Iklan - Geser ke atas untuk melanjutkan.

Dijanjikan Anaknya Lolos Seleksi Anggota Polri, Warga Klungkung Tertipu Rp 503 Juta

penipuan
Bali Tribune / MELAPOR - Korban melaporkan kasus penipuan masuk anggota Polri di Polres Klungkung

balitribune.co.id | Semarapura - Gara-gara kepingin anaknya menjadi polisi, salah Seorang warga Klungkung berinisial Ni Komang SW (48), alamat Kelurahan Semarapura Klod menjadi korban penipuan berkedok calo penerimaan anggota Polri. Akibat bujuk rayu pelaku yang mengaku bisa meloloskan anaknya menjadi anggota Polri, korban mengalami kerugian Rp 503 juta.

Informasi yang diperoleh di lapangan, korban telah melaporkan kasus penipuan yang dialami ke Mapolres Klungkung, Sabtu (25/10/2025) sekitar pukul 21.00 Wita. Dalam laporannya, korban menceritakan kejadiannya berawal  bulan April Tahun 2023. Korban yang berjualan di Terminal Galiran saling berkomunikasi dengan seseorang bernama I Komang OI  yang mana dari omongan tersebut dia mengaku punya kenalan yang sudah biasa (bisa) meloloskan seseorang menjadi anggota Polri. 

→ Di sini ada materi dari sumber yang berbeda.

PR #11614, opened 2025-08-08
Make process helper async and improve timeout and cross platform utility

benbp:
Make process helper async and improve timeout and cross platform utility

### DIFF
--- a/tools/azsdk-cli/Azure.Sdk.Tools.Cli/Helpers/Process/ProcessHelper.cs
+++ b/tools/azsdk-cli/Azure.Sdk.Tools.Cli/Helpers/Process/ProcessHelper.cs
@@ -1,37 +1,71 @@
 // Copyright (c) Microsoft Corporation.
 // Licensed under the MIT License.
 using System.Diagnostics;
+using System.Runtime.InteropServices;
 using System.Text;
+using Microsoft.Graph.Drives.Item.Items.Item.GetActivitiesByInterval;
+using Microsoft.Graph.Models.TermStore;
 
 namespace Azure.Sdk.Tools.Cli.Helpers
 {
     public interface IProcessHelper
     {
-        public ProcessResult RunProcess(string command, string[] args, string workingDirectory);
-        public ProcessResult RunProcess(string command, string[] args, string workingDirectory, int processTimeout);
+        public IProcessHelper CreateForCrossPlatform(string linuxCommand, string[] linuxArgs, string windowsCommand, string[] windowsArgs, string workingDirectory);
+        public Task<ProcessResult> RunProcess(CancellationToken ct = default);
+        public Task<ProcessResult> RunProcess(TimeSpan timeout, CancellationToken ct = default);
+        public Task<ProcessResult> RunProcess(string command, string[] args, string workingDirectory, CancellationToken ct = default);
+        public Task<ProcessResult> RunProcess(string command, string[] args, string workingDirectory, TimeSpan timeout, CancellationToken ct = default);
     }
 
     public class ProcessHelper(ILogger<ProcessHelper> logger) : IProcessHelper
     {
 
-        private readonly int DefaultProcessTimeoutMs = 120_000; // Default timeout of 2 minutes
+        private const int DEFAULT_PROCESS_TIMEOUT_SECONDS = 120;  // Default timeout of 2 minutes
 
         private readonly ILogger<ProcessHelper> logger = logger;
 
-        /// <summary>
-        /// Runs a process with the specified command and arguments in the given working directory.
-        /// </summary>
-        /// <param name="command">The command to run.</param>
-        /// <param name="args">The arguments to pass to the command.</param>
-        /// <param name="workingDirectory">The working directory for the process.</param>
-        /// <returns>A <see cref="ProcessResult"/> containing the output and exit code of the process.</returns>
-        /// <remarks>
-        /// The default timeout for the process is set to 120 seconds (2 minutes).
-        /// If the process does not complete within this time, it will be terminated.
-        /// </remarks>
-        public ProcessResult RunProcess(string command, string[] args, string workingDirectory)
+        private bool _initializedForCrossPlatform { get; set; } = false;
+        private string _unixCommand { get; set; }
+        private string[] _unixArgs { get; set; }
+        private string _windowsCommand { get; set; }
+        private string[] _windowsArgs { get; set; }
+        private string _workingDirectory { get; set; }
+
+        public IProcessHelper CreateForCrossPlatform(string unixCommand, string[] unixArgs, string windowsCommand, string[] windowsArgs, string workingDirectory)
         {
-            return RunProcess(command, args, workingDirectory, DefaultProcessTimeoutMs);
+            return new ProcessHelper(logger)
+            {
+                _initializedForCrossPlatform = true,
+                _unixCommand = unixCommand,
+                _unixArgs = unixArgs,
+                _windowsCommand = windowsCommand,
+                _windowsArgs = windowsArgs,
+                _workingDirectory = workingDirectory
+            };
+        }
+
+        public async Task<ProcessResult> RunProcess(CancellationToken ct)
+        {
+            var timeout = TimeSpan.FromSeconds(DEFAULT_PROCESS_TIMEOUT_SECONDS);
+            return await RunProcess(timeout, ct);
+        }
+
+        public async Task<ProcessResult> RunProcess(TimeSpan timeout, CancellationToken ct)
+        {
+            if (!_initializedForCrossPlatform)
+            {
+                throw new InvalidOperationException("ProcessHelper is not properly initialized. Call CreateForCrossPlatform() first.");
+            }
+
+            var command = RuntimeInformation.IsOSPlatform(OSPlatform.Windows) ? _windowsCommand : _unixCommand;
+            var args = RuntimeInformation.IsOSPlatform(OSPlatform.Windows) ? _windowsArgs : _unixArgs;
+            return await RunProcess(command, args, _workingDirectory, timeout, ct);
+        }
+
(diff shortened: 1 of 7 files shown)


tools/azsdk-cli/Azure.Sdk.Tools.Cli/Helpers/Process/ProcessHelper.cs
```diff
@@ -84,22 +129,39 @@ public ProcessResult RunProcess(string command, string[] args, string workingDir
...
+                try
+                {
+                    await process.WaitForExitAsync(linkedCts.Token);
+                }
+                catch (OperationCanceledException) when (timeoutCts.IsCancellationRequested)
+                {
+                    output.AppendLine();
+                    output.AppendLine($"Process '{command}' timed out after {timeout.TotalMilliseconds}ms");
+                    logger.LogError("Process '{command}' timed out after {timeout}ms", command, timeout.TotalMilliseconds);
+                    return new ProcessResult { Output = output.ToString(), ExitCode = 124 };
```
richardpark-msft: We should avoid overloading ExitCode like this. If our worry is that it's difficult to tell if a ProcessResult represents a failure we can add a method, like `bool Failed()`, so people aren't making assumptions based on the exit code.

The other option is just to let the exception out. We could create a subclass and just add in Output as one of the fields.

tools/azsdk-cli/Azure.Sdk.Tools.Cli/Helpers/Process/ProcessHelper.cs
```diff
@@ -84,22 +129,39 @@ public ProcessResult RunProcess(string command, string[] args, string workingDir
...
+                }
+                catch (Exception ex)
+                {
+                    output.AppendLine();
+                    output.AppendLine($"Process '{command}' failed with exception: {ex.Message}");
```
richardpark-msft: We should document that we're adding in this output - ie, the user shouldn't expect the command's output to be _only_ what the shell command outputted, on failure.

benbp: Yeah I was hesitant about this as well. Maybe a prefix or just omit it.

tools/azsdk-cli/Azure.Sdk.Tools.Cli/Helpers/Process/ProcessHelper.cs
benbp: There is no original process exit code in this timeout case. Or are you saying we should just always have exit code be 1?

tools/azsdk-cli/Azure.Sdk.Tools.Cli/Helpers/Process/ProcessHelper.cs
```diff
@@ -1,37 +1,71 @@
 // Copyright (c) Microsoft Corporation.
 // Licensed under the MIT License.
 using System.Diagnostics;
+using System.Runtime.InteropServices;
 using System.Text;
+using Microsoft.Graph.Drives.Item.Items.Item.GetActivitiesByInterval;
+using Microsoft.Graph.Models.TermStore;
```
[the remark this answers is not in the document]
richardpark-msft: @benbp, part of me wonders what code you were going to add to this, that you deleted, based on this dependency.

tools/azsdk-cli/Azure.Sdk.Tools.Cli/Helpers/Process/ProcessHelper.cs
```diff
@@ -40,13 +74,24 @@ public ProcessResult RunProcess(string command, string[] args, string workingDir
...
         /// <param name="workingDirectory">The working directory for the process.</param>
-        /// <param name="processTimeout">The timeout in milliseconds for the process to complete.</param>
+        /// <param name="timeout">The timeout for the process to complete.</param>
+        /// <param name="ct">The cancellation token to monitor for cancellation requests.</param>
         /// <returns>A <see cref="ProcessResult"/> containing the output and exit code of the process.</returns>
         /// <remarks>
         /// If the process does not complete within the specified timeout, it will be terminated.
         /// </remarks>
-        public ProcessResult RunProcess(string command, string[] args, string workingDirectory, int processTimeout)
+        public async Task<ProcessResult> RunProcess(string command, string[] args, string workingDirectory, TimeSpan timeout, CancellationToken ct)
```
richardpark-msft: I have a variation on this that I'd like to get your take on. There were a couple of changes:

1. It just took a ProcessStartInfo() directly, rather than trying to split out parameters. This also made it so you could configure other things within the process, and use ArgumentList if you preferred to avoid having to handle quoting yourself.
2. It automatically added streaming output (similar to what you're doing) with one big change - it used locks, and put stderr and stdout into the same stream. I think you need this, as a human, to really understand what broke because the stdout and stderr often complement each other.

I don't think we need to replace this one, but I'd like to add a variant that works like that.

tools/azsdk-cli/Azure.Sdk.Tools.Cli/Helpers/Process/ProcessHelper.cs
```diff
@@ -84,22 +129,39 @@ public ProcessResult RunProcess(string command, string[] args, string workingDir
...
+                    output.AppendLine($"Process '{command}' failed with exception: {ex.Message}");
+                    logger.LogError(ex, "Process '{command}' failed", command);
+                    return new ProcessResult { Output = output.ToString(), ExitCode = 1 };
+                }
 
+                exitCode = process.ExitCode;
                 if (process.ExitCode != 0)
                 {
-                    output.Append($"{Environment.NewLine}Process failed.");
+                    output.AppendLine($"Process '{command}' failed with exit code {process.ExitCode}");
```
richardpark-msft: I think 'command' is just 'cmd.exe', right? We should add in 'command and args', otherwise we're not getting as much info as we want.

richardpark-msft:
@benbp, reviewing some more.

tools/azsdk-cli/Azure.Sdk.Tools.Cli/Helpers/Process/ProcessHelper.cs
```diff
@@ -64,7 +109,7 @@ public ProcessResult RunProcess(string command, string[] args, string workingDir
             }
 
             var output = new StringBuilder();
-            int exitCode = -1;
+            int exitCode = 1;
 
             using (var process = new Process())
             {
```
richardpark-msft: I can't see any docs that guarantee that OutputDataReceived and ErrorDataReceived won't be called simultaneously so we should probably `lock(output)` in the two callsbacks before we do the AppendLine().

tools/azsdk-cli/Azure.Sdk.Tools.Cli/Helpers/Process/ProcessHelper.cs
richardpark-msft: No, I was trying to think about how we might have two types of output if we still want to just return in this case. One that has an ExitCode, and another indicating that it was cancelled. Just to make the calling code not have to be too weird.

However, it's still weird, so I think we're just going with throwing an exception with extra data.

tools/azsdk-cli/Azure.Sdk.Tools.Cli/Helpers/Process/ProcessHelper.cs
benbp: We put stdout and stderr into the same stream currently, but I'm wondering if we should improve it so that when we print it to the user we can preserve both the message ordering and the stdout/stderr differences vs. just converting it all to stdout. We could either prefix each line, or better just have a list of message tuples like `[(stdout/stderr, message)]`

richardpark-msft: Maybe just two functions - one that blends stdout/stderr into a beautiful stew, and one that gives you them separate. That way the return value can be different and (hopefully) still be clear.

We're basically creating an overload that works like Go's .CombinedOutput() and one that doesn't do that.

benbp: @richardpark-msft take another look when you get the chance. I overhauled the process helpers to take different options types. Now there is only one actual core implementation of `Run`, and the option classes handle setting their commands/args/etc. based on platform and other custom logic.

Hingga korban yang kebetulan sedang akan mencarikan atau mendaftarkan anaknya yaitu I Kadek RBAP  untuk menjadi anggota Polri mulai sering dan intens berkomunikasi dengan I Komang OI. Berujung di awal Mei 2023, bertempat di warung makan Lebih diantarkan oleh I Komang OI, korban bersama anaknya diperkenalkan dan dipertemukan secara langsung kepada kenalannya tersebut. 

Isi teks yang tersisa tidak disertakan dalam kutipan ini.